Por motivos óbvios o projeto está sendo bastante contestado, há mais de uma década, no entanto, o plenário do Senado aprovou, no fim da noite da última terça-feira (18 de junho de 2013) , o projeto do Ato Médico, que regulamenta o exercício da medicina e estabelece atividades que serão privativas dos médicos e as que poderão ser executadas por outros profissionais de saúde.

Após mais de 11 anos em tramitação pelo Congresso Nacional, o projeto de lei foi aprovado pelo Senado Federal com apenas 1 voto contra, do Senador Aloysio Nunes Ferreira (PSDB) de São Paulo. Contrário à aprovação do projeto, o senador Aloysio Nunes argumentou que o texto é excessivamente minucioso e não abarca questões próprias da modernidade como as ressalvas práticas terapêuticas alternativas – caso da acupuntura e da homeopatia.

A polêmica em torno do Ato Médico – além das tantas categorias afetadas, como já mencionamos acima – é que dada regra pode trazer uma série de problemas para o atendimento na rede pública de saúde, sobretudo nos casos das doenças negligenciadas. Um dos alicerces da assistência é o atendimento por equipes. “Todos nós, inclusive nós médicos aprendemos sobre a importância de uma equipe”, completou o ministro da Saúde, Alexandre Padilha. O ministro disse também nesta quarta-feira, no Senado Federal, que o Executivo precisa analisar os detalhes do texto do projeto conhecido como Ato Médico, aprovado ontem pelos parlamentares, antes de sancionar a lei.

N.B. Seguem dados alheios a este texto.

PR #524, opened 2019-07-31
Pickle

randomboolean:
->PICKLE converts GeoTimeSerie instances to a pickled python dict containing classname, labels, attributes, timestamp, value, and optionally latitude, longitude and elevation (data is copied into lists).

It also pickle GTSEncoder instances by applying ->GTS beforehand


warp10/src/main/java/io/warp10/continuum/gts/GTSPickler.java
```diff
@@ -0,0 +1,102 @@
...
+  private static String TIMESTAMPS_KEY = "timestamp";
+  private static String VALUES_KEY = "value";
+  private static String LATITUDE_KEY = "latitude";
+  private static String LONGITUDE_KEY = "longitude";
+  private static String ELEVATION_KEY = "elevation";
+
+  public void pickle(Object o, OutputStream out, Pickler currentPickler) throws PickleException, IOException {
+    GeoTimeSerie gts = (GeoTimeSerie) o;
+
+    Map<String, Object> gtsAsMap = new HashMap<>();
```
hbs: Do not use the diamond notation, put explicit types for clarity.

warp10/src/main/java/io/warp10/continuum/gts/GTSPickler.java
```diff
@@ -0,0 +1,102 @@
...
+
+/**
+ * Pickler for Geo Time Series
+ */
+public class GTSPickler implements IObjectPickler {
+
+  private static String CLASSNAME_KEY = "classname";
+  private static String LABELS_KEY = "labels";
+  private static String ATTRIBUTES_KEY = "attributes";
+  private static String TIMESTAMPS_KEY = "timestamp";
```
hbs: timestamp / value / latitude / longitude / elevation should be plurals as they contain arrays of multiple values

warp10/src/main/java/io/warp10/continuum/gts/GTSPickler.java
```diff
@@ -0,0 +1,102 @@
...
+  private static String VALUES_KEY = "value";
+  private static String LATITUDE_KEY = "latitude";
+  private static String LONGITUDE_KEY = "longitude";
+  private static String ELEVATION_KEY = "elevation";
+
+  public void pickle(Object o, OutputStream out, Pickler currentPickler) throws PickleException, IOException {
+    GeoTimeSerie gts = (GeoTimeSerie) o;
```
hbs: This will throw a ClassCastException if o is not a GeoTimeSerie, either change the pickle signature so o is a GTS or throw a clean exception.

warp10/src/main/java/io/warp10/continuum/gts/GTSPickler.java
```diff
@@ -0,0 +1,102 @@
...
+
+      for (int i = 0; i < gts.values; i++) {
+        values.add(GTSHelper.valueAtIndex(gts, i));
+      }
+      gtsAsMap.put(VALUES_KEY, values);
+    }
+
+    if (gts.hasLocations()) {
+      long[] locations = gts.locations;
+      List<Double> lats = new ArrayList<Double>();
```
hbs: If pickle does not care if those are floats or doubles, make that floats as it will be less resource hungry.

warp10/src/main/java/io/warp10/script/functions/TOPICKLE.java
```diff
@@ -16,29 +16,45 @@
...
 
+import net.razorvine.pickle.Pickler;
 import net.razorvine.pyro.serializer.PickleSerializer;
 
 /**
  * Encode an object as Pickle
  */
 public class TOPICKLE extends NamedWarpScriptFunction implements WarpScriptStackFunction {
+
+  private static final TOGTS TOGTS = new TOGTS("TOGTS");
```
hbs: TOGTS is not the name under which this function is usually used, please use the name ->GTS by making it a constant in WarpScriptLib.

warp10/src/main/java/io/warp10/script/functions/TOPICKLE.java
```diff
@@ -16,29 +16,45 @@
...
     super(name);
   }
   
   @Override
   public Object apply(WarpScriptStack stack) throws WarpScriptException {
-    Object o = stack.pop();
+    Object o = stack.peek();
+
+    if (o instanceof GTSEncoder) {
+      stack = (WarpScriptStack) TOGTS.apply(stack);
```
hbs: return value of call to apply can be safely discarded, don't assign it to stack

warp10/src/main/java/io/warp10/script/functions/TOPICKLE.java
```diff
@@ -16,29 +16,45 @@
...
+    }
+
+    o = stack.pop();
     
     try {
+      // register pickler for custom classes
+      Pickler.registerCustomPickler(GeoTimeSerie.class, new GTSPickler());
```
hbs: Can this be factored out? Is GTSPickler MT safe?

warp10/src/test/java/io/warp10/continuum/gts/PicklingTest.java
```diff
@@ -0,0 +1,116 @@
...
+    stack.exec("[ 1 10 <% s %> FOR ] [ 1 10 <% us %> FOR ] [ 1 10 <% us %> FOR ] [] [ 1 10 <% DROP RAND %> FOR ] MAKEGTS" + System.lineSeparator());
+    stack.exec("'gts' STORE" + System.lineSeparator());
+    stack.exec("$gts 'gts' RENAME { 'k1' 'v1' 'k2' 'v2' } RELABEL { 'k3' 'v3' 'k4' 'v4' } SETATTRIBUTES" + System.lineSeparator());
+    stack.exec("->PICKLE PICKLE-> 'map' STORE" + System.lineSeparator());
+
+    //
+    // Asserts
+    //
+
+    stack.exec("$map SIZE 7 == ASSERT" + System.lineSeparator());
```
hbs: The line separator is useless as the whole line is parsed regardless of the fact that it ends with a LF or CRLF

warp10/src/test/java/io/warp10/continuum/gts/PicklingTest.java
```diff
@@ -0,0 +1,116 @@
...
+    stack.exec("[ 1 10 <% s %> FOR ] [ 1 10 <% us %> FOR ] [ 1 10 <% us %> FOR ] [ 1 10 <% ms %> FOR ] [ 1 10 <% DROP RAND %> FOR ] MAKEGTS" + System.lineSeparator());
+    stack.exec("'gts' STORE" + System.lineSeparator());
+    stack.exec("$gts 'gts' RENAME { 'k1' 'v1' 'k2' 'v2' } RELABEL { 'k3' 'v3' 'k4' 'v4' } SETATTRIBUTES" + System.lineSeparator());
+    stack.exec("->PICKLE PICKLE-> 'map' STORE" + System.lineSeparator());
+
+    //
+    // Asserts
+    //
+
+    stack.exec("$map SIZE 8 == ASSERT" + System.lineSeparator());
```
hbs: ditto

warp10/src/main/java/io/warp10/continuum/gts/GTSPickler.java
randomboolean: Python does care about double precision (in fact what it calls float have double precision and it doesn't call anything double)

warp10/src/main/java/io/warp10/script/functions/TOPICKLE.java
randomboolean: I don't think it can be factored out if you are using the same serializer for other objects that may contain geo time series or be contained by geo time series.

warp10/src/main/java/io/warp10/continuum/gts/GTSPickler.java
hbs: The question is, does pickle actually convert Float to doubles? If so you can allocate Floats instead of Doubles since lat/lon are really stored on 32bits each

warp10/src/main/java/io/warp10/script/functions/TOPICKLE.java
hbs: The Serializer is thread safe IIRC

warp10/src/main/java/io/warp10/continuum/gts/GTSPickler.java
randomboolean: yes that's the case, it converts java floats to python floats (which are the same precision than java doubles)

warp10/src/main/java/io/warp10/script/functions/TOPICKLE.java
randomboolean: No it doesn't seem thread safe: [Pickler](https://github.com/irmen/Pyrolite/blob/master/java/src/main/java/net/razorvine/pickle/Pickler.java) used by [PickleSerializer](https://github.com/irmen/Pyrolite/blob/master/java/src/main/java/net/razorvine/pyro/serializer/PickleSerializer.java) is not

hbs: The call ro registerCustomPickler at each call to apply does not seem right, the registration is probably to be done once and for all since your GTSPickler is MT safe

randomboolean: Sure. I didn't get that was what you meant by "factored out".

warp10/src/main/java/io/warp10/continuum/gts/GTSPickler.java
```diff
@@ -0,0 +1,106 @@
...
+  private static String ATTRIBUTES_KEY = "attributes";
+  private static String TIMESTAMPS_KEY = "timestamps";
+  private static String VALUES_KEY = "values";
+  private static String LATITUDE_KEY = "latitudes";
+  private static String LONGITUDE_KEY = "longitudes";
+  private static String ELEVATION_KEY = "elevations";
+
+  public void pickle(Object o, OutputStream out, Pickler currentPickler) throws PickleException, IOException {
+    if (!(o instanceof GeoTimeSerie)) {
+      throw new IllegalArgumentException("Invalid type for first argument. It must be a GeoTimeSerie.");
```
hbs: Geo Time Series™

warp10/src/main/java/io/warp10/script/functions/TOPICKLE.java
```diff
@@ -16,32 +16,54 @@
...
     super(name);
   }
   
   @Override
   public Object apply(WarpScriptStack stack) throws WarpScriptException {
-    Object o = stack.pop();
+    Object o = stack.peek();
+
+    if (o instanceof GTSEncoder) {
+      ((TOGTS) WarpScriptLib.getFunction(WarpScriptLib.TOGTS)).apply(stack);
```
hbs: You need to allocate your own instance in the static block, because this function may have been disabled or redefined by an extension, so retrieving it in WarpScriptLib is not safe

PR #526, opened 2019-08-02
Fixed commonticks so it correctly copies duplicate ticks

hbs:
This fix allows the following to correctly preserve datapoints at tick 0

NEWGTS 'a' RENAME
0 NaN NaN NaN 0 ADDVALUE
0 NaN NaN NaN 10 ADDVALUE
1 NaN NaN NaN 1 ADDVALUE
2 NaN NaN NaN 2 ADDVALUE

NEWGTS 'b' RENAME
0 NaN NaN NaN 2 ADDVALUE
0 NaN NaN NaN 3 ADDVALUE

2 ->LIST
COMMONTICKS


ftence:
Looks good.

PR #529, opened 2019-08-09
Binary

randomboolean:
Apply a macro as a binary operator on two input GTS.

For example:
`$gtsa $gtsb <% == ASSERT NULL %> MACROBINARYOP DROP`

### DIFF
--- a/warp10/src/main/java/io/warp10/script/WarpScriptLib.java
+++ b/warp10/src/main/java/io/warp10/script/WarpScriptLib.java
@@ -89,6 +89,7 @@ import io.warp10.script.binary.GT;
 import io.warp10.script.binary.INPLACEADD;
 import io.warp10.script.binary.LE;
 import io.warp10.script.binary.LT;
+import io.warp10.script.binary.MACROBINARYOP;
 import io.warp10.script.binary.MOD;
 import io.warp10.script.binary.MUL;
 import io.warp10.script.binary.NE;
@@ -690,6 +691,7 @@ public class WarpScriptLib {
     addNamedWarpScriptFunction(new BitwiseOR("|"));
     addNamedWarpScriptFunction(new BitwiseXOR("^"));
     addNamedWarpScriptFunction(new ALMOSTEQ("~="));
+    addNamedWarpScriptFunction(new MACROBINARYOP("MACROBINARYOP"));
 
     // Bitset ops
     addNamedWarpScriptFunction(new BITGET("BITGET"));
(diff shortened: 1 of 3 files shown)


warp10/src/main/java/io/warp10/script/binary/MACROBINARYOP.java
```diff
@@ -0,0 +1,125 @@
...
+    //
+
+    final WarpScriptStack stack_ = stack;
+
+    GTSOpsHelper.GTSBinaryOp op = new GTSOpsHelper.GTSBinaryOp() {
+
+      @Override
+      public Object op(GeoTimeSerie gtsa, GeoTimeSerie gtsb, int idxa, int idxb) throws WarpScriptException {
+
+        stack_.push(GTSHelper.valueAtIndex(gtsa, idxa));
```
hbs: A function as generic as this one aims to be should take into account ticks,location,elevation and value, not only value.

warp10/src/main/java/io/warp10/script/binary/MACROBINARYOP.java
```diff
@@ -0,0 +1,125 @@
...
+import io.warp10.continuum.gts.GTSHelper;
+import io.warp10.continuum.gts.GTSOpsHelper;
+import io.warp10.continuum.gts.GeoTimeSerie;
+import io.warp10.script.WarpScriptException;
+import io.warp10.script.WarpScriptStack;
+import io.warp10.script.formatted.FormattedWarpScriptFunction;
+
+import java.util.Map;
+
+public class MACROBINARYOP extends FormattedWarpScriptFunction {
```
hbs: Given this function applies the macro instead of producing a wrapper around it (in the way MACROREDUCER, MACROMAPPER do), the name should be changed to something else.

warp10/src/main/java/io/warp10/script/binary/MACROBINARYOP.java
```diff
@@ -0,0 +1,125 @@
+package io.warp10.script.binary;
```
hbs: Missing copyright notice

warp10/src/main/java/io/warp10/script/WarpScriptLib.java
```diff
@@ -89,6 +89,7 @@
 import io.warp10.script.binary.INPLACEADD;
 import io.warp10.script.binary.LE;
 import io.warp10.script.binary.LT;
+import io.warp10.script.binary.MACROBINARYOP;
```
hbs: What purpose does this function serve that neither REDUCE nor APPLY provide?

This is the first point to address before we decide we want to add this to the core of WarpScript.

hbs:
Closing this for now.

PR #533, opened 2019-08-19
Systemd unit fix

pi-r-p:
It is a forking unit, not a oneshot with remainAfterExit.
Tested with several level of kill, systemd relaunch warp 10 correctly.
journalctl is now cleaner.

### DIFF
--- a/warp10/src/main/sh/warp10.service
+++ b/warp10/src/main/sh/warp10.service
@@ -6,6 +6,7 @@ Type=forking
 User=warp10
 ExecStart=/opt/warp10-@VERSION@/bin/warp10-standalone.sh start
 ExecStop=/opt/warp10-@VERSION@/bin/warp10-standalone.sh stop
+SuccessExitStatus=143
 RestartSec=10s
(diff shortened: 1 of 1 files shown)


warp10/src/main/sh/warp10.service
```diff
@@ -2,11 +2,21 @@
...
-Type=oneshot
+Type=forking
 User=warp10
 ExecStart=/opt/warp10-@VERSION@/bin/warp10-standalone.sh start
 ExecStop=/opt/warp10-@VERSION@/bin/warp10-standalone.sh stop
-RemainAfterExit=yes
+SuccessExitStatus=143
+RestartSec=10s
+TimeoutStartSec=60s
+#If you do not want systemd to monitor and restart Warp&nbsp;10™ automatically, comment out this line:
```
hbs: Could you use non HTML please

pi-r-p: sorry. copy paste of the documentation...

PR #535, opened 2019-08-27
Add an aggregator and mapper to extend comparison mappers to tick, lat, lon, etc.

ftence:
This implementation is around 1.4% slower than the original one.


warp10/src/main/java/io/warp10/script/WarpScriptLib.java
```diff
@@ -1059,12 +1060,42 @@
     addNamedWarpScriptFunction(new NULL(NULL));
     addNamedWarpScriptFunction(new ISNULL("ISNULL"));
     addNamedWarpScriptFunction(new MapperReplace.Builder("mapper.replace"));
-    addNamedWarpScriptFunction(new MAPPERGT("mapper.gt"));
-    addNamedWarpScriptFunction(new MAPPERGE("mapper.ge"));
-    addNamedWarpScriptFunction(new MAPPEREQ("mapper.eq"));
-    addNamedWarpScriptFunction(new MAPPERNE("mapper.ne"));
-    addNamedWarpScriptFunction(new MAPPERLE("mapper.le"));
-    addNamedWarpScriptFunction(new MAPPERLT("mapper.lt"));
+    addNamedWarpScriptFunction(new MapperCompareTo("mapper.gt", CompareTo.Compared.VALUE, CompareTo.Comparison.GT));
```
hbs: Could you use constants as per PR #538

hbs:
Did you identify the cause of the lesser performance?

warp10/src/main/java/io/warp10/script/WarpScriptLib.java
ftence: Done.

ftence:
No, i did not used a profiler to check that but I expected such decrease in performance because of the use of `signum`, `compare`, `==` and `^` instead of a single comparison operator.

I think that the flexibility this PR adds outweighs the small performance loss. If performance is seen as critical, the current code can be optimized but I fear it would be far less readable.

“Precisamos ver o texto final aprovado para emitir qualquer opinião porque foram feitas muitas mudanças ao longo da tramitação na Câmara e no Senado. O texto final foi bastante alterado em relação ao original: é importante valorizar a profissão médica e garantir a proteção do paciente” – Alexandre Padilha

Não somos contrários que se valorizem a profissão do médico, muito pelo contrário, o que nos levantamos contra e acreditamos que seja totalmente legitimo de protesto é a hiper valorização desta profissão em detrimento de todas as outras.  Além do risco eminente de danos ao precário sistema de saúde pública.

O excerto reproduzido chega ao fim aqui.